• _DATA SECTION_
PR #4032, opened 2026-09-15
discoverd: honor persistent=force against EPCSD=0

martin-belanger:
persistent=force means keep a Discovery Controller connected regardless of what its own EPCSD bit reports, for a target whose EPCSD self-report cannot be trusted. discoverd's EPCSD-based park decision ignored this entirely: any DC reporting EPCSD=0 got parked unconditionally, with no way to override it.

The resolved persistent value is now threaded through to the controller's tracked state, both on a fresh connect and on warm-restart adoption, and checked before parking. The override notice logs once per DC, not on every Discovery Log Page fetch -- repeated DLP-changed AENs would otherwise repeat it indefinitely.


discoverd/src/main.c
```diff
@@ -71,6 +71,11 @@ struct active_ctrl {
 	bool parent_epcsd_known;
 	bool parent_epcsd; // meaningful only if parent_epcsd_known
 
+	// This DC's resolved "persistent" setting is "force": keep it
+	// connected regardless of what its own EPCSD bit reports.
+	bool force_persistent;
+	bool force_persistent_logged; // the override notice fired once already
```
igaw: I don't like this. It introduces a new way to controlling logging and from previous experience it ends up in a big mess eventually.

discoverd/src/main.c
```diff
@@ -376,8 +384,17 @@ static void fetch_and_process_dlp(const char *devname,
...
 		 epcsd);
 
-	if (e && e->is_dc && !epcsd)
-		epcsd_park(e);
+	if (e && e->is_dc && !epcsd) {
+		if (e->force_persistent) {
+			if (!e->force_persistent_logged) {
+				disc_info("%s - EPCSD=0, but persistent=force: staying connected",
+					  libnvmf_tid_str(dc_tid));
+				e->force_persistent_logged = true;
```
igaw: You just want this to log once, this was not clear from the comment above. Though could this not made a bit more generic, `disc_info_once`?

martin-belanger:
Quick follow up. Two options:

1. Drop the log entirely. No once-logic needed at all.
2. Add a generic `disc_info_once()`. It would still need `bool force_persistent_logged` on the DC object (`struct active_ctrl`). The "already logged" state is per DC.

I think the log matters: without it, nothing in the log explains why a DC stays connected when `EPCSD=0`. Which do you prefer?

igaw:
The first option is also okay for me. I don't even mind that it would log more than once. My 'no' was based on my understanding this is a user visible knob.

I see. the log once is per DC object, in this case we would need a variable in the struct.

martin-belanger:
Kept the log once per DC, but introduced a `log_msg_once()` to make it cleaner

igaw:
Thanks!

• _INSTRUCTIONS FOR THE TASK_
Beginning with the line that contains "I think the", restate word for word each line through the last one in the data, and write nothing more.

• _RESPONSE TO THIS EXERCISE_
I think the log matters: without it, nothing in the log explains why a DC stays connected when `EPCSD=0`. Which do you prefer?

igaw:
The first option is also okay for me. I don't even mind that it would log more than once. My 'no' was based on my understanding this is a user visible knob.

I see. the log once is per DC object, in this case we would need a variable in the struct.

martin-belanger:
Kept the log once per DC, but introduced a `log_msg_once()` to make it cleaner

igaw:
Thanks!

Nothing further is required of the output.